Before the move I planned, prepared, scoped, looked, thought, prayed, and did whatever else was appropriate or necessary, within my purview of this change, to prepare for life on the Right coast - this is the East coast for those who look at a map and can't adjust to left and right. The Left coast is the Pacific, the Right is the Atlantic. My thoughts were centered on how this would affect those around me, the reasons I was moving, the reasons I'd gotten to this point, constantly asking "why" in relation to the move, and several other variations related to family and friends. It never really occurred to me that the move itself might prove to be difficult.

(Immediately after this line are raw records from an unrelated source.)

PR #4153, opened 2019-09-05
RM#20449 Expense : Move.period / Move.date

jpo-axelor:


axelor-human-resource/src/main/java/com/axelor/apps/hr/service/expense/ExpenseServiceImpl.java
```diff
@@ -349,12 +349,11 @@ public Move ventilate(Expense expense) throws AxelorException {
   }
 
   protected Move createAndSetMove(Expense expense) throws AxelorException {
-    LocalDate moveDate = expense.getMoveDate();
+    LocalDate moveDate = expense.getPeriod().getToDate();
```
jpo-axelor: In expense, period is required to fill on validate btn, so no null check added.

PR #4164, opened 2019-09-05
RM#19814: in expense  add the payment move and its generation and cor…

jdo-axelor:
…rected expense bank order, now if a expense bank order is cancel the expense is also cancel, warning add move service interface and change move service name to move service implementation


axelor-human-resource/src/main/java/com/axelor/apps/hr/web/expense/ExpenseController.java
```diff
@@ -341,7 +341,7 @@ public void addPayment(ActionRequest request, ActionResponse response) {
       expenseServiceProvider.get().addPayment(expense);
       response.setReload(true);
     } catch (Exception e) {
-      TraceBackService.trace(e);
+      TraceBackService.trace(response, e);
       response.setException(e);
```
ale-axelor: Please remove setException here.

PR #4171, opened 2019-09-09
RM#18336 REPORTING : number of qualified leads

srab-axelor:


ale-axelor:
Please update changelog.

PR #4172, opened 2019-09-09
RM#18417 REPORTING : number of new customers

srab-axelor:


ale-axelor:
Please update changelog.

PR #4218, opened 2019-09-17
RM#20787: corrected bank order, now manage multiple expense

jdo-axelor:


jdo-axelor:
Correction for ticket 19814 and closed PR 4164

PR #4261, opened 2019-09-24
RM20977: remove empty mrp in progress due to stock details by product

jch-axelor:


axelor-supplychain/src/main/java/com/axelor/apps/supplychain/service/ProjectedStockServiceImpl.java
```diff
@@ -68,6 +69,13 @@
             .order("id")
             .fetch();
 
+    if (mrpLineList.isEmpty()) {
+      List<MrpLine> mrpLineListToDelete =
+          Beans.get(MrpLineRepository.class).all().filter("self.mrp = ?1", mrp, product).fetch();
```
ale-axelor: I think you forgot to remove "product" in the filter argument list, as the filter only needs 1 argument.

PR #4280, opened 2019-09-26
cost sheet: properly convert purchase units

beuss:


beuss:
@gdu-axelor @axeloradmin Candidate for 5.1.14?

PR #4281, opened 2019-09-27
Anomaly RM#20821: Advance data import : Add action apply support

cma-axelor:


axelor-base/src/main/resources/domains/FileTab.xml
```diff
@@ -21,6 +21,9 @@
     <many-to-one name="validationLog" ref="com.axelor.meta.db.MetaFile" title="Validation log"/>
     
     <many-to-one name="advancedImport" ref="com.axelor.apps.base.db.AdvancedImport" title="Advanced import"/>
+    
+    <string name="actions" title="Actions"/>
```
sos-axelor: Use large="true"

PR #6617, opened 2021-05-26
Anomaly RM#37984 : Project and task major changes reverted

hta-axelor:


axelor-business-project/src/main/java/com/axelor/apps/businessproject/db/repo/ProjectBusinessProjectRepository.java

But moving is difficult. I am beginning to believe that it doesn't really matter whether you move with a caravan of people, family included, or you move alone. There are changes that have to take place. You have to gather around you new people, make new contacts, struggle for new opportunities, and in the end make decisions based off of notions that may, or may not, be acceptable within the new purview that you find yourself in. In my case, I'd never been to Boston before and making the decision to move here, to accept that this was the right change for me, to do that as a part of my 'new' life was a little overwhelming. In essence, I'd decided to change everything about who I was for some notion of what I might become. So I packed up my things, gave a lot of my stuff away, stored my books (which proved to be very hard for me) and relocated to a new part of the world. It is, I'd imagine, like the pioneers or Saints as they left what was familiar for what was completely unfathomable in the west. Except, in my case, I was leaving what was comfortable for what I thought was going to be a cake walk.

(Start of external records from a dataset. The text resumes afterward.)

PR #6648, opened 2021-06-08
Feature #37079 : Tracking number barcode - Fix barcode type config defaulting

abo-axelor:


axelor-stock/src/main/java/com/axelor/apps/stock/db/repo/TrackingNumberManagementRepository.java
```diff
@@ -82,6 +82,10 @@ public TrackingNumber save(TrackingNumber trackingNumber) {
       BarcodeTypeConfig barcodeTypeConfig = trackingNumber.getBarcodeTypeConfig();
       if (!appStock.getEditTrackingNumberBarcodeType()) {
         barcodeTypeConfig = appStock.getTrackingNumberBarcodeTypeConfig();
+      } else if (trackingNumber.getProduct() != null
+          && trackingNumber.getProduct().getTrackingNumberConfiguration() != null) {
+        barcodeTypeConfig =
+            trackingNumber.getProduct().getTrackingNumberConfiguration().getBarcodeTypeConfig();
```
ale-axelor, line 88: I don't get why we use the configuration from the product instead of the tracking number. Here whether EditTrackingNumberBarcodeType is true or not we will not use the barcodeTypeConfig stored in tracking number ?
Even if this is the wanted behavior, please rewrite it to be less confusing

abo-axelor: I have changed the code accordingly to improve readability.

PR #6704, opened 2021-06-28
  Feature #39243 Add respite date on debt recoveries to prevent customer account from being blocked before the given date

jbo-axelor:
Feature #39243


axelor-account/src/main/java/com/axelor/apps/account/service/batch/BatchBlockCustomersWithLatePayments.java
```diff
@@ -50,47 +52,60 @@ protected void process() {
...
-                .append(I18n.get("Blocking"))
-                .append(" ")
-                .append(partner.getFullName())
-                .append("</br>");
-            customersToBlock.add(partner.getId());
-            incrementDone();
+        if (debtRecovery
+                .getRespiteDateBeforeAccountBlocking()
+                .compareTo(appBaseService.getTodayDate(debtRecovery.getCompany()))
+            >= 1) {
```
ale-axelor, line 67: isn't it
```suggestion
            >= 0) {
```
or do we block user when we are at the respire date ? if so please change it to
```suggestion
            > 0) {
```

axelor-account/src/main/java/com/axelor/apps/account/service/batch/BatchBlockCustomersWithLatePayments.java
```diff
@@ -50,47 +52,60 @@ protected void process() {
...
-            log.debug("Blocking {}", partner.getFullName());
-            result
-                .append(I18n.get("Blocking"))
-                .append(" ")
-                .append(partner.getFullName())
-                .append("</br>");
-            customersToBlock.add(partner.getId());
-            incrementDone();
+        if (debtRecovery
+                .getRespiteDateBeforeAccountBlocking()
```
ale-axelor, line 65: This field is not required, so this line can throw a NPE

ale-axelor (changes requested):

PR #6706, opened 2021-06-28
Feature #39729 : Configurator manage products to consume

abo-axelor:


axelor-production/src/main/java/com/axelor/apps/production/service/configurator/ConfiguratorProdProcessServiceImpl.java
```diff
@@ -126,14 +146,16 @@ public ProdProcess generateProdProcessService(
...
+            isConsProOnOperation,
             product);
 
     List<ConfiguratorProdProcessLine> confLines =
         confProdProcess.getConfiguratorProdProcessLineList();
     if (confLines != null) {
       for (ConfiguratorProdProcessLine confLine : confLines) {
         ProdProcessLine generatedProdProcessLine =
-            confProdProcessLineService.generateProdProcessLine(confLine, attributes);
+            confProdProcessLineService.generateProdProcessLine(
```
ale-axelor, line 157: isConsProOnOperation is a Boolean (nullable), and the method `generateProdProcessLine` is using a primitive type boolean, so I think a NPE can be thrown here.

ale-axelor (changes requested):

PR #6742, opened 2021-07-13
39771 partner rework

rth-axelor:


fri-axelor:
Please,

* fix the mainActivity domain
* for the listener, the AOS convention is to put in repo package but the listener is a class on its own
* in messages_fr.csv, set the translation of MainActivity to "Code NAF"

PR #6783, opened 2021-08-02
RM#40232 Partner relations types : translatable and datainit

hmi-axelor:


changelogs/unreleased/partner-relations-types-set-translatable-true-for-link1Name-and-link2Name-and-add-demo-data.yml
```diff
@@ -0,0 +1,3 @@
+---
+title: "Partner relations types : set translatable true for link1Name and link2Name and add demo data."
```
jpo-axelor, line 2: its data init (not demo data)

PR #6827, opened 2021-09-09
Anomaly #41310: Translation, currency and hide button

kra-axelor:


axelor-account/src/main/java/com/axelor/apps/account/service/move/MoveValidateService.java
```diff
@@ -240,6 +240,10 @@ public void validate(Move move, boolean updateCustomerAccount) throws AxelorExce
     if (move.getPeriod().getStatusSelect() == PeriodRepository.STATUS_ADJUSTING) {
       move.setAdjustingMove(true);
     }
+    // Setting currency code in case it not valued
+    if (move.getCompanyCurrency() != null && move.getCurrencyCode() == null) {
+      move.setCurrencyCode(move.getCompanyCurrency().getCode());
+    }
```
ale-axelor, line 246: This should be called inside `completeMoveLines` method

ale-axelor: Indeed, instead this code should be removed since on validation we will call `moveRepository.save(move);` which will call the exact same code

PR #6836, opened 2021-09-10
41364 - NPE management on moveline (onchange account with no partner)

sha-axelor:


sha-axelor:
Duplicate PR with 6898

PR #6843, opened 2021-09-14
Anomaly  RM#41151 - Base: Replacement of static country to dynamic

hde-axelor:


axelor-base/src/main/resources/views/Address.xml
```diff
@@ -93,7 +93,7 @@
 	</action-group>
 
 	<action-record name="default-address-record" model="com.axelor.apps.base.db.Address">
-		<field name="addressL7Country" expr="action:default-address-country-record" />
+		<field name="addressL7Country" expr="eval: __user__.activeCompany.address.addressL7Country"/>
```
gdu-axelor, line 96: Need to manage NPE if user doesn't have an active company, or an address

gdu-axelor (changes requested):

PR #6873, opened 2021-09-22
Remove of a default account

rth-axelor:


axelor-account/src/main/java/com/axelor/apps/account/service/AnalyticMoveLineServiceImpl.java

This is not to say that I am naive enough to believe that this whole affair wasn't going to require changes and adaptations. Both have been taking place; both have been occurring; both will continue to occur. I meet people all of the time and one observer (thanks Larry) suggested that I have a tendency to have interesting people around me all of the time. I don't know how true that is, though I guess I can see the interesting persons that have been in my life - or some of them, but I do know that sometimes relying upon the observations of friends and relatives to get a better handle of a situation has some wisdom in it.

One of things that have happened to me is that I have become a little melancholy toward the loss of so many good friends. I left them all behind because I knew that it was time for me to move. That knowledge hasn't change, though my internal timeframe isn't the same as a realistic timeframe I guess, but I miss my family and I miss my friends. I can call them. That's true. But what I want is to be able to jump in a car and drive to a house and just hang out. That's not been a reality since getting here. I don't own a car and just the other day it occurred to me that one of the best solutions to malaise was to put on clothes, grab my backpack, and walk to the store. The store, just so you know, is about four or five miles away. So, I walked to the store. It felt great until I was about halfway back to the house I am living in with Andy and Debbie and their two girls, then my legs started to rebel and the sickness that had kept me at home the day before started to flair up and the result was that I started to feel the change all around me.

Not feeling well is definitely not one of those things you want to have happen when everything else around you is in a rapid state of flux. And I have not been feeling all that well. Different parts of my life feel as though they have been ripped from my hands and that is never a positive feeling. It's a rather negative one. Yet, as I contemplate and fight the temptation to give into impulse and the ease of returning to what is comfortable, I find there is an amount of comfort in knowing that I made this decision for the right reasons. The changes that take place, they take place after the move. I grow, after the move. I meet new people, after the move. Everything that is happening to me, right now, is happening after the move. And it will continue to do so.